Return only how many lines in the data include the string "strange".

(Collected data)
········

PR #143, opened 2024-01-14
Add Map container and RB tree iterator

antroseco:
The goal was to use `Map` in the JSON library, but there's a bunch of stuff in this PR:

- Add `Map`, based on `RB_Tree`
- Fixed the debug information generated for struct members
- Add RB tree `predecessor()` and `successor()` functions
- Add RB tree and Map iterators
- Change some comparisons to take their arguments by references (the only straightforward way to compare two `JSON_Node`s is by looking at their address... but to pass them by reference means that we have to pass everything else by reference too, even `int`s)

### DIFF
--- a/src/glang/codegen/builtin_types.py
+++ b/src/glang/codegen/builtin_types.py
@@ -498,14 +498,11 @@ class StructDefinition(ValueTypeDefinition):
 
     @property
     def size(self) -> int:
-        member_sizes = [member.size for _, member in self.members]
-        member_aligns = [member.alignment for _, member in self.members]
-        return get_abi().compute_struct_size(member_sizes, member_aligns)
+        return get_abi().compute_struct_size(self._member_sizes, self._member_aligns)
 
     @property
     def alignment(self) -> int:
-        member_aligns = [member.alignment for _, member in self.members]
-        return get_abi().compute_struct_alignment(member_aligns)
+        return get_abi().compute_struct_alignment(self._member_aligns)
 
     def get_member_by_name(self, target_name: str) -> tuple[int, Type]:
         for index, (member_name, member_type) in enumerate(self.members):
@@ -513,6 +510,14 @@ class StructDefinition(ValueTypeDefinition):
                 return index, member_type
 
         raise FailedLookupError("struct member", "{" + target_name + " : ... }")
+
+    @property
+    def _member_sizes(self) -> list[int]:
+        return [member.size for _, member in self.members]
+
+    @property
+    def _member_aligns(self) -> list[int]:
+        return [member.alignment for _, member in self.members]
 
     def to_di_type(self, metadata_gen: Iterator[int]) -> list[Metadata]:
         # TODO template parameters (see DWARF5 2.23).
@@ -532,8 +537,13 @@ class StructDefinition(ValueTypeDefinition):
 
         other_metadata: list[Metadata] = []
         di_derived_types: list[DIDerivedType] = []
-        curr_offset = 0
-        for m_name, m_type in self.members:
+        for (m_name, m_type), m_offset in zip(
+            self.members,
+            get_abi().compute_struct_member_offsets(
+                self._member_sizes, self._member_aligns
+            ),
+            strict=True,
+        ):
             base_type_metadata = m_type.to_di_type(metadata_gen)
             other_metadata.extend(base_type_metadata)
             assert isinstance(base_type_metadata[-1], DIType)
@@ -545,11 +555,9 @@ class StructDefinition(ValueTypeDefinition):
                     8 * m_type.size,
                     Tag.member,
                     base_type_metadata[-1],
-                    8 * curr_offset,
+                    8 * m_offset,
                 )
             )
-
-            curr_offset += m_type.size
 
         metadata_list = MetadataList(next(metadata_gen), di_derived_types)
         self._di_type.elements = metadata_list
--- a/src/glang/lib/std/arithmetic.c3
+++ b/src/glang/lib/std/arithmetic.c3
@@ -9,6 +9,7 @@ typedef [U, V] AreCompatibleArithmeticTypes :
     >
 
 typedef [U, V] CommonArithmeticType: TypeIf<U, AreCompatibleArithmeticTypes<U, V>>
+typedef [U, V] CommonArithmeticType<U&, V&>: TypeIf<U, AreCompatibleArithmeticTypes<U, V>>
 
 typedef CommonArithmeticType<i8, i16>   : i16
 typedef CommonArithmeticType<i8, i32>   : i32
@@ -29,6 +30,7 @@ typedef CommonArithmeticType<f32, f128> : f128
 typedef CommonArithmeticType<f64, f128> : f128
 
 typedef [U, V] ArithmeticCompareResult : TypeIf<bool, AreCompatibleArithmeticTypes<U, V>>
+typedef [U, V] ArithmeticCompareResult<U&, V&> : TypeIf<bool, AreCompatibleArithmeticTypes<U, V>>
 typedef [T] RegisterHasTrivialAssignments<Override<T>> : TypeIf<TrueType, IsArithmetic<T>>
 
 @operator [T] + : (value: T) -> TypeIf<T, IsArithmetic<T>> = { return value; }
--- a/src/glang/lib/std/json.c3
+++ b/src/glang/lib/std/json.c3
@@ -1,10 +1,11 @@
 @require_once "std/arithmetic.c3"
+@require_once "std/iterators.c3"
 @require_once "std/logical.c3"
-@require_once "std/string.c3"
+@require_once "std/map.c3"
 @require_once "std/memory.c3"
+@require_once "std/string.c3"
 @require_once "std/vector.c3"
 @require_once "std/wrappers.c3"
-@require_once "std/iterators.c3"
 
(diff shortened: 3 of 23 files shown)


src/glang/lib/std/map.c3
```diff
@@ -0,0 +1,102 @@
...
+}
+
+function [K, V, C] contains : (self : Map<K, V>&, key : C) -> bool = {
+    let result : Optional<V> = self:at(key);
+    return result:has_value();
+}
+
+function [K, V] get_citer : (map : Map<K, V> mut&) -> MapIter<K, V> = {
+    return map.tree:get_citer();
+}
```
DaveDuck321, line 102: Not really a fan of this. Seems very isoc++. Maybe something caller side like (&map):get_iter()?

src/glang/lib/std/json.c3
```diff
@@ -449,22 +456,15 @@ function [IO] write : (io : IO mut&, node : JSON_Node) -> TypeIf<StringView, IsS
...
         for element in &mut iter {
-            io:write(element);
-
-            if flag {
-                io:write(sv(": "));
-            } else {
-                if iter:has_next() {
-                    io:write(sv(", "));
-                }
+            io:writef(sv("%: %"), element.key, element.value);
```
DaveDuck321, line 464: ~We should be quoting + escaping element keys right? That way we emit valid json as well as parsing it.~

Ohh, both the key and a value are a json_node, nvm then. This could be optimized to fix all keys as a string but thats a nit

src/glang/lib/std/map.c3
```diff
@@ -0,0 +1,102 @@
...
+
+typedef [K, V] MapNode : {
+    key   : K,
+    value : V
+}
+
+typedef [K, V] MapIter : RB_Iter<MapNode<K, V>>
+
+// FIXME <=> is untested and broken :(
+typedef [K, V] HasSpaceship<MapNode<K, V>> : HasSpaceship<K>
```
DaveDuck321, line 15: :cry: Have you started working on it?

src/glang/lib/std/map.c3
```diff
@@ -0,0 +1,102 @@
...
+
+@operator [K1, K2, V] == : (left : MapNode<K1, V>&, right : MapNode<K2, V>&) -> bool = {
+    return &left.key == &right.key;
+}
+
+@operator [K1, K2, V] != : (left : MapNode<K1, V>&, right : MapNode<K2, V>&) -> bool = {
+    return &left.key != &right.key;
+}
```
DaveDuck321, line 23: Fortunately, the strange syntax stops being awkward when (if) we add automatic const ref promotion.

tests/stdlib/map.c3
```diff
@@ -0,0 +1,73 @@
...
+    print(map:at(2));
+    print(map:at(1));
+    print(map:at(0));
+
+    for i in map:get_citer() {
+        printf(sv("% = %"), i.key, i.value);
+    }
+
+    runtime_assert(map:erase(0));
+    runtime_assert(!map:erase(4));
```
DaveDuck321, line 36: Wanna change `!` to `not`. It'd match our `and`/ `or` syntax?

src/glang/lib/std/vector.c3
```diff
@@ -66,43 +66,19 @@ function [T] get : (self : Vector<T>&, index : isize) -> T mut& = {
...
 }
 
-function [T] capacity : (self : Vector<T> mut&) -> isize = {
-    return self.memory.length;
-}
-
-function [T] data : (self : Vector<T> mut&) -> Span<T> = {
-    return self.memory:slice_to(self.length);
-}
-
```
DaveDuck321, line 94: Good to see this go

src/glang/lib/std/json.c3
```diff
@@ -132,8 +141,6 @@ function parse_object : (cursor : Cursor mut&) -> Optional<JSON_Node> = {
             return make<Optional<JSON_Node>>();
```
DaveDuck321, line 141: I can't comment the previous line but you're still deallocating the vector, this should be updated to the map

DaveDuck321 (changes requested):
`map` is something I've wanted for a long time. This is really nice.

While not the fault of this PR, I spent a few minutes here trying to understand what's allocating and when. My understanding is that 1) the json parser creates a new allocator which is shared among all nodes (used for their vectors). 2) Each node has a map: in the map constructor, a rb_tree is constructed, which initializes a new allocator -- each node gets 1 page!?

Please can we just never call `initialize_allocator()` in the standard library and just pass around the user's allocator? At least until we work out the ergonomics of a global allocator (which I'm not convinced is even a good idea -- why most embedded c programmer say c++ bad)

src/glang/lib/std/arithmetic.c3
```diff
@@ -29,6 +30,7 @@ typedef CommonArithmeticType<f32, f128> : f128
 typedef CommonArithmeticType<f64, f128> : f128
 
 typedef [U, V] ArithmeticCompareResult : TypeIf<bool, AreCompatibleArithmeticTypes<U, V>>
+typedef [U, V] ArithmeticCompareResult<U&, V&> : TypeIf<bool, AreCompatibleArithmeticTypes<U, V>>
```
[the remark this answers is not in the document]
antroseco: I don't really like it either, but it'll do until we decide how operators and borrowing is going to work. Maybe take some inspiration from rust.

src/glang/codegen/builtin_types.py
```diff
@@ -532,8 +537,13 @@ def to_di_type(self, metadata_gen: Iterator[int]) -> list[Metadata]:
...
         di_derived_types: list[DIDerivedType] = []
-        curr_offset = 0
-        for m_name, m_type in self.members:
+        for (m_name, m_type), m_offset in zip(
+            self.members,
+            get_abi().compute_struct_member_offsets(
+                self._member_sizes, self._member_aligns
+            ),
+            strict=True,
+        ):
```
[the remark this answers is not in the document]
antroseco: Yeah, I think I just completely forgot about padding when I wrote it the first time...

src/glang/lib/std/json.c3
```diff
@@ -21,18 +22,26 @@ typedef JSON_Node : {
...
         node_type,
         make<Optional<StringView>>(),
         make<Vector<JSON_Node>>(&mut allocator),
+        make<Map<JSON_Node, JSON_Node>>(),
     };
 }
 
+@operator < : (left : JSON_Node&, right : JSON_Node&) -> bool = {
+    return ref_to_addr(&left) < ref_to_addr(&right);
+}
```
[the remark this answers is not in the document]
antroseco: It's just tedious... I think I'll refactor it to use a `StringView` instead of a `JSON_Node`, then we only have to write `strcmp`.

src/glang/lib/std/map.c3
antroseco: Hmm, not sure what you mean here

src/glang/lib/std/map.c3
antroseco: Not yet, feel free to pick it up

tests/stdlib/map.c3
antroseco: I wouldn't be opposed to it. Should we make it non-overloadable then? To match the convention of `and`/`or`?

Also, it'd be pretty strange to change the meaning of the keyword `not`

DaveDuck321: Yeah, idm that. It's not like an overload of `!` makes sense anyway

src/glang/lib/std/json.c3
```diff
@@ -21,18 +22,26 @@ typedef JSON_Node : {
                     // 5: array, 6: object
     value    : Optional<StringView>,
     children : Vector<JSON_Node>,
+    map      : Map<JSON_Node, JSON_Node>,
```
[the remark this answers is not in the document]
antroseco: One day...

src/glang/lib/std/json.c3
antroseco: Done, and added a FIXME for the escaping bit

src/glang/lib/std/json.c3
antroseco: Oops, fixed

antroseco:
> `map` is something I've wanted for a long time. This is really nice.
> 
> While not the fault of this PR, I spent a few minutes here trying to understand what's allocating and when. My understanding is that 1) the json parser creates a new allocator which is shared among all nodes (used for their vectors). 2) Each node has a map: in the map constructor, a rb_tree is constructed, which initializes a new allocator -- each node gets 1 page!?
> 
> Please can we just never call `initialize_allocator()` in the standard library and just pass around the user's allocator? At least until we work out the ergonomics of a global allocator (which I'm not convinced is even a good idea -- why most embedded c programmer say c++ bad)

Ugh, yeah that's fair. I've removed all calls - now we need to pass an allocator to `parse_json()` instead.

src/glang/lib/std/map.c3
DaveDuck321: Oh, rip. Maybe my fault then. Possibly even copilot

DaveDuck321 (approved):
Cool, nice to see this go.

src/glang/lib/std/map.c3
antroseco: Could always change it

········

▶ **Written response**
2